Mechanisms of Dendritic Tiling

树突状平铺的机制

• 批准号: 10372981
• 负责人: Christopher Tzeng
• 金额: $ 3.14万
• 依托单位: STANFORD UNIVERSITY
• 依托单位国家: 美国
• 财政年份: 2021
• 资助国家: 美国
• 起止时间: 2021-03-15 至 2022-08-14
• 项目状态: 已结题
• 来源: https://reporter.nih.gov/project-details/10372981
• 关键词: Actins; Afferent Neurons; Anterior; Biological; Biological Assay; Biological Models; Caenorhabditis elegans; Calcium; Calcium Channel; Cells; Cellular biology; Complex; Cues; Cytoskeleton; Dendrites; Detection; Development; Disease; Etiology; Event; Future; Genes; Genetic; Growth; Head; Human; Image; Knowledge; Label; Laboratories; Lateral; Lead; Length; Ligands; Light; Mediating; Molecular; Morphology; Mosaicism; Mutation; Nature; Nematoda; Nervous system structure; Neural Cell Adhesion Molecule L1; Neurons; Pathology; Patients; Pattern; Peripheral Nerves; Peripheral Nervous System; Peripheral Nervous System Diseases; Positioning Attribute; Postdoctoral Fellow; Preventive measure; Process; Proteins; Regulation; Reporter; Sensory; Signal Transduction; Skin; Stereotyping; Stimulus; Subcutaneous Tissue; Synapses; Testing; Therapeutic; Touch sensation; Transgenic Organisms; Trees; Universities; cellular imaging; disorder prevention; extracellular; genetic approach; genetic regulatory protein; in vivo; in vivo evaluation; insight; mutant; nerve supply; nervous system disorder; neural circuit; neuronal cell body; novel; novel strategies; receptive field; segregation; sensory system; transcription factor; two-dimensional; voltage

Dendrites have diverse morphologies that are important for the neuron to properly process synaptic information. The spatial patterning of a neuron’s dendritic arbor with respect to that of its neighbor is particularly relevant in sensory systems where stimulus detection must be efficient for downstream processing.

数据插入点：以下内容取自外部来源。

PR #10496, opened 2021-05-05
docs: use one block per writeAll example

caspervonb:
The `writeAll`  examples are using const and re-declaring in a single code block with multiple examples.
This splits them into using one code blocks per example program.

### DIFF
--- a/cli/dts/lib.deno.ns.d.ts
+++ b/cli/dts/lib.deno.ns.d.ts
@@ -989,13 +989,17 @@ declare namespace Deno {
    * // Example writing to stdout
    * const contentBytes = new TextEncoder().encode("Hello World");
    * await Deno.writeAll(Deno.stdout, contentBytes);
+   * ```
    *
+   * ```ts
    * // Example writing to file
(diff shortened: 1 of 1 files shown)


cli/dts/lib.deno.ns.d.ts
```diff
@@ -1015,13 +1019,16 @@ declare namespace Deno {
...
    * Deno.writeAllSync(Deno.stdout, contentBytes);
+   * ```
    *
+   * ```ts
    * // Example writing to file
    * const contentBytes = new TextEncoder().encode("Hello World");
    * const file = Deno.openSync('test.file', {write: true});
    * Deno.writeAllSync(file, contentBytes);
    * Deno.close(file.rid);
    *
```
kt3k, line 1030: closing triple backticks seem missing here?

caspervonb: Yikes, good catch @kt3k 💯

kt3k (approved):
Thanks for updating! LGTM

PR #10497, opened 2021-05-05
docs(runtime): fix HTTP server example

vwkd:
I'm not sure if I understand it correctly. However, checking a promise in an `if` statement always returns `true` since it's an object. Would make more sense if it's awaited.

Please close if I'm missing anything.


nayeemrmn:
The `await` is right, but the promised return type of `Listener::accept()` isn't nullable either. It should really be a try-catch where the error causes a `break` if it's a `BadResource` or is propagated otherwise.

kt3k (approved):
@vwkd Thanks! LGTM

and thanks, Nayeem, for the help.

Issue #10482, opened 2021-05-03
deno install with an import map from a URL


oscarotero:
```
deno run --import-map=https://example.com/import_map.json https://example.com/cli.ts
```
This works fine, it allows to load a remote import map file using a url (#9510).

But this same code does not work to install the script with 
```
deno install --import-map=https://example.com/import_map.json https://example.com/cli.ts
```
It seems like only local files are supported on install. I'm getting the error `error: No such file or directory (os error 2)`

Is this intentional or it's a bug? The ability to load remote import maps would be very useful to manage the versions of the dependencies of an script.

bartlomieju:
Related to #10476

satyarohith:
Working on it.

PR #10499, opened 2021-05-05
fix(cli/tools/installer): allow remote import maps

satyarohith:
The previous version fetched the source of specified local import map and recreated new import map alongside the bin script. 
This commit removes the old behaviour and directly passes the specified import map URL without recreating a new one. 
This will enable us to support remote import maps for `deno install`.
 
Closes https://github.com/denoland/deno/issues/10482


satyarohith:
I made it similar to how scripts are installed. It will now have an absolute file URL for relative paths. And I also added a test.

cli/tools/installer.rs
```diff
@@ -872,4 +878,49 @@ mod tests {
...
+    );
+    if cfg!(windows) {
+      expected_string = format!(
+        "\"--import-map\" \"{}\" \"http://localhost:4545/cli/tests/cat.ts\"",
+        import_map_url.to_string()
+      );
+    }
+
+    let content = fs::read_to_string(file_path).unwrap();
+    assert!(content.contains(&expected_string));
```
kt3k, line 924: 👍

kt3k (approved):
@satyarohith Thank you for updating and adding tests! LGTM

PR #10501, opened 2021-05-05
docs: add missing awaits

caspervonb:


kt3k (approved):
LGTM

We have this error in many places...

Issue #10413, opened 2021-04-28
Deno.emit() does not produce source map when bundling


treethought:
with deno v1.9.2

bar.js
```js
export default function doBar() {
    console.log("did bar")
}
```

foo.js
```js
import doBar from "./bar.js"
doBar()
```

main.ts
```ts
const { diagnostics, files, ignoredOptions } = await Deno.emit(
  "foo.js",
  {
    bundle: "esm",
    compilerOptions: { sourceMap: true },
  },
);
console.log({ diagnostics, files, ignoredOptions });
```

Based on the EmitResult docs for "files " from https://deno.land/manual@v1.9.2/typescript/runtime#denoemit:

```
 /** Any emitted files.  If bundled, then the JavaScript will have the
   * key of `deno:///bundle.js` with an optional map (based on
   * `compilerOptions`) in `deno:///bundle.js.map`. */
```

Expected Output:
```
{
  diagnostics: [],
  files: {
    "deno:///bundle.js": 'function doBar() {\n    console.log("did bar");\n}\ndoBar();\n',
    "deno:///bundle.js.map: "...."
  },
  ignoredOptions: null
}

```

Actual Output:
```
{
  diagnostics: [],
  files: {
    "deno:///bundle.js": 'function doBar() {\n    console.log("did bar");\n}\ndoBar();\n'
  },
  ignoredOptions: null
}
```

kitsonk:
While we don't error on this, it was never implemented to generate the source map.  It is a fine line between a "bug" versus a "feature" but we should support generating a source map as well inline source map for bundles.

alexanderGalushka:
should the labels be: feat + bug :)

kitsonk:
> should the labels be: feat + bug :)

No.

satyarohith:
Working on it.

kitsonk:
Treating as a bug, because way back when, `Deno.bundle()` used to do it when we weren't using swc.

PR #10510, opened 2021-05-05
feat(Deno.emit): support source maps with bundle option

satyarohith:
This PR adds support for source maps to `Deno.emit` when the bundle option is used. By default, a corresponding `deno://bundle.js.map` file is produced matching the behavior of `Deno.emit` without the bundle option. You can opt for inline source map by passing `inlineSourceMap: true` to the config.

Closes https://github.com/denoland/deno/issues/10413

### DIFF
--- a/cli/module_graph.rs
+++ b/cli/module_graph.rs
@@ -960,6 +960,8 @@ impl Graph {
     let opts = match options.bundle_type {
       BundleType::Module | BundleType::Classic => json!({
         "noEmit": true,
+        "removeComments": true,
+        "sourceMap": true,
       }),
       BundleType::None => json!({
         "outDir": "deno://",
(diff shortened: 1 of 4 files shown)


cli/module_graph.rs
```diff
@@ -768,15 +768,16 @@ impl Graph {
       "checkJs": false,
       "emitDecoratorMetadata": false,
       "importsNotUsedAsValues": "remove",
-      "inlineSourceMap": true,
+      "inlineSourceMap": false,
```
satyarohith, line 771: `inlineSourceMap: true` previously did not have any effect as source maps were not produced before. This will probably be set back to true when we implement source maps for `deno bundle`.

Currently, `Deno.emit` produces a `separate deno://bundle.js.map` file when the bundle option is set.

kitsonk (approved):
LGTM

PR #10521, opened 2021-05-06
feat(test): add support for type checking documentation

caspervonb:
This adds support for inline documentation tests.

Blocks of code within a jsdoc/tsdoc style block comment that are encased in fenced code blocks get parsed out to individual modules, type checked (and will later be run as test programs but we cut for now that to hit the release deadline).

Example:
~~~ts
/**
 * ```ts
 * import { example } from "./example.ts";
 *
 * example();
 * ```
 */
export function example() {
  // ...
}
~~~


caspervonb:
Cut out running for now to hit the 1.10 window, will land running documentation examples in a follow up after today's release.

bartlomieju (approved):
LGTM, this is great for a first pass, we'll iterate on it after 1.10. Huge thanks Casper for picking up this PR!

Issue #10520, opened 2021-05-06
headers iterator should have linear not quadratic complexity


ry:
See https://github.com/denoland/deno/pull/10199#issuecomment-833465166

https://github.com/denoland/deno/blob/main/extensions/fetch/20_headers.js#L178-L207

lucacasonato:
Note that the algorithm still has to follow the spec: https://fetch.spec.whatwg.org/#concept-header-list-sort-and-combine.

This should be doable with O(2n) instead of O(n^2) complexity though.

PR #10526, opened 2021-05-07
perf(headers): improve iterator complexity to O(2n)

satyarohith:
Closes https://github.com/denoland/deno/issues/10520

### DIFF
--- a/extensions/fetch/20_headers.js
+++ b/extensions/fetch/20_headers.js
@@ -178,32 +178,42 @@
     get [_iterableHeaders]() {
       const list = this[_headerList];
 
-      const headers = [];
-      const headerNamesSet = new Set();
+      // The order of steps are not similar to the ones suggested by the
+      // spec but produce the same result.
+      const headers = {};
+      const cookies = [];
       for (const entry of list) {
-        headerNamesSet.add(byteLowerCase(entry[0]));
-      }
-      const names = [...headerNamesSet].sort();
-      for (const name of names) {
-        // The following if statement, and if block of the following statement
-        // are not spec compliant. `set-cookie` is the only header that can not
-        // be concatentated, so must be given to the user as multiple headers.
+        const name = byteLowerCase(entry[0]);
+        const value = entry[1];
+        if (value === null) throw new TypeError("Unreachable");
+        // The following if statement is not spec compliant.
+        // `set-cookie` is the only header that can not be concatentated,
+        // so must be given to the user as multiple headers.
         // The else block of the if statement is spec compliant again.
-        if (name == "set-cookie") {
-          const setCookie = list.filter((entry) =>
-            byteLowerCase(entry[0]) === "set-cookie"
-          );
-          if (setCookie.length === 0) throw new TypeError("Unreachable");
-          for (const entry of setCookie) {
-            headers.push([name, entry[1]]);
-          }
+        if (name === "set-cookie") {
+          cookies.push([name, value]);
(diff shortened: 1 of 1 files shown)


extensions/fetch/20_headers.js
```diff
@@ -178,32 +178,42 @@
...
-        // are not spec compliant. `set-cookie` is the only header that can not
-        // be concatentated, so must be given to the user as multiple headers.
+        const name = byteLowerCase(entry[0]);
+        const value = entry[1];
+        if (value === null) throw new TypeError("Unreachable");
+        // The following if statement is not spec compliant.
+        // `set-cookie` is the only header that can not be concatentated,
+        // so must be given to the user as multiple headers.
         // The else block of the if statement is spec compliant again.
         if (name == "set-cookie") {
```
magurotuna, line 193: Not related to this patch, but I'm wondering if there's a reason for using `==` rather than `===` here. I guess `===` would be much better?

satyarohith: Updated. :)

extensions/fetch/20_headers.js
```diff
@@ -178,32 +178,42 @@
...
-          if (value === null) throw new TypeError("Unreachable");
-          headers.push([name, value]);
+          // The below if/else block has the same behaviour as getHeaders()
+          // at the end of loop. But it avoids looping through the entire
+          // list to combine multiple values with same header name. It
+          // instead gradually combines them as they are found.
+          if (headers[name] && headers[name].length > 0) {
+            const oldValues = headers[name].split("\x2C\x20");
+            oldValues.push(value);
+            headers[name] = oldValues.join("\x2C\x20");
```
bnoordhuis, line 203:
```suggestion
            headers[name] += ', ' + value;
```
Or is there some subtlety that I'm missing here?

Potential micro-optimization: cache `headers[name]` in a local variable instead of accessing it twice in the `if` clause.

V8's optimizing tiers can optimize out redundant accesses but not always.

extensions/fetch/20_headers.js
```diff
@@ -178,32 +178,42 @@
...
+          } else {
+            headers[name] = value;
+          }
         }
       }
-      return headers;
+
+      return [...Object.entries(headers), ...cookies].sort((a, b) => {
```
bnoordhuis, line 210: I confess ignorance: does the spec require alphasort?

bnoordhuis (approved):

extensions/fetch/20_headers.js
lucacasonato: Yes: https://fetch.spec.whatwg.org/#concept-header-list-sort-and-combine -> https://fetch.spec.whatwg.org/#convert-header-names-to-a-sorted-lowercase-set

lucacasonato: But the internal header list may not yet be sorted, because the original sort order is important for the order of headers on the wire.

bnoordhuis: Thanks, duly noted. What a weird requirement though. Do you happen to know what the rationale is? I'm assuming there is one.

lucacasonato: No idea. Maybe to not leak the ordering of headers on the wire into user land? No idea though.

extensions/fetch/20_headers.js
satyarohith: Thanks - updated.

PR #11746, opened 2021-08-17
feat(unstable): Add file locking APIs

### LINKED ISSUE #11511: Feature Request: Add APIs for locking files
Add sync and async APIs to the `Deno` namespace which allow to acquire (advisory) file-system locks. The API could look something like this:

```typescript
interface LockOptions {
  mode: "shared" | "exclusive";
}

interface Deno {
  // ...

  flock: (pid: number, options: LockOptions) => Promise<void>;
  fsyncLock: (pid: number, options: LockOptions) => void;

  funlock: (pid: number) => Promise<void>;
  fsyncUnlock: (pid: number) => void;

  // plus potentially something to check if a file lock can
  // be acquired.
  fcheckLock: (pid: number, options: LockOptions) => Promise<boolean>;
  fsyncCheckLock: (pid: number, options: LockOptions) => boolean;

  // ...
}
```

One possible good candidate for implementing those on the Rust side would be the [fs3 crate](https://crates.io/crates/fs3).

The motivation for having these APIs is that they would enable synchronization between different processes which access the same file. In particular, this functionality would enable the <https://deno.land/x/sqlite> library to provide the complete set of persistence guarantees native SQLite offers.

dyedgreen:
Closes #11511

# ToDo
- [x] Add an async version (currently using tokio::task::spawn_blocking)
- [x] Add tests
- [x] Should any of these operations require write permissions (I would say read more appropriate, since the file is not actually changed and `flock` is only advisory)?
- [x] Is the create this is based on okay? This crate is the most well-maintained one which a low-level API I can find. Other crates have more recent version updates, but an RAII API that would require managing the RAII locks on the rust side...


runtime/ops/fs.rs
```diff
@@ -346,6 +350,121 @@ async fn op_fstat_async(
...
+#[serde(rename_all = "camelCase")]
+pub struct FlockArgs {
+  rid: ResourceId,
+  exclusive: Option<bool>,
+}
+
+fn op_flock_sync(
+  state: &mut OpState,
+  args: FlockArgs,
+  _: (),
```
crowlKats, line 363: Instead of using a struct with 2 values, use both op arguments

dyedgreen:
As an aside: Do you know how to resolve linker issues with the ffi crate on Apple M1? I'm getting this error:
```text
  = note: ld: warning: directory not found for option '-L/.../deno/target/debug/build/deno-libffi-sys-60215bf917fe5bda/out/libffi-root/lib64'
          ld: in /.../deno/target/debug/deps/libdeno_libffi_sys-00703cb988a758bb.rlib(closures.o), archive member 'closures.o' with length 18232 is not mach-o or llvm bitcode for architecture arm64
```

I tried using the CodeSpaces, but they are really clunky 😢

kitsonk:
@ry @lucacasonato any advice regarding the M1 crate problem?

bartlomieju:
> Is the create this is based on okay? This crate is the most well-maintained one which a low-level API I can find. Other crates have more recent version updates, but an RAII API that would require managing the RAII locks on the rust side...

@dyedgreen yes it's fine, the crate hasn't been updated in a year, but I believe that's because it just works, not because it was abandoned.

bartlomieju (approved):
LGTM, cleanly implemented, nice work @dyedgreen!

PR #11749, opened 2021-08-17
chore(tests): delete the temporary deno dir when dropping the test lsp client

dsherret:


kitsonk (approved):
LGTM

test_util/src/lsp.rs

In a phenomenon called dendritic tiling, neurons from a functional class that encode the same stimuli segregate into distinct mosaic patterns so that their dendrites rarely overlap with one another. Such dendritic tiling allows for spatial acuity by the nonredundant coverage of a receptive field. Specific Aim 1 will test the hypothesis that activity-dependent mechanisms result in tiling of dendrites in the nematode C. elegans using live imaging of neighboring neurons labeled with distinct fluorescent reporters. In Specific Aim 2, genetic approaches will be utilized to assess the impact of extracellular ligands on downstream actin regulation necessary for tiling. This proposal will yield insights into the cell biology of how dendrites from adjacent neurons avoid one another, as well as the novel mechanisms that regulate dynamic growth and retraction of dendrites during neural circuit assembly. Because dendritic pathologies have been observed in human patients with intellectual disorders, the proposed studies will also have applications that can contribute to potential therapies and preventative measures of neurological diseases.

树突具有潜水形态，对于神经元正确处理突触信息很重要。神经元的树突状乔木相对于其邻居的空间图案在感觉系统中特别相关，在这种系统中，刺激检测必须有效地进行下游处理。在一种称为树突瓷砖的现象中，来自功能类别的神经元编码相同的刺激性分类为不同的镶嵌图，因此它们的树突很少彼此重叠。这种树突状瓷砖可以通过接收场的非冗余覆盖范围来实现空间敏锐度。具体目标1将检验以下假设：使用具有不同荧光报告基因的邻近神经元的活成像，秀丽隐杆线虫中的树突偏见。在特定的目标2中，将利用遗传方法评估细胞外配体对平铺所需的下游肌动蛋白调节的影响。该建议将对细胞生物学产生洞察力，即来自相邻神经元的树突如何相互避免，以及在神经元电路组装过程中调节树突的动态生长和缩回的新型机制。由于已经在患有智力障碍的人类患者中观察到了树突状病理，因此拟议的研究还将有可能有助于神经系统疾病的潜在疗法和预防措施。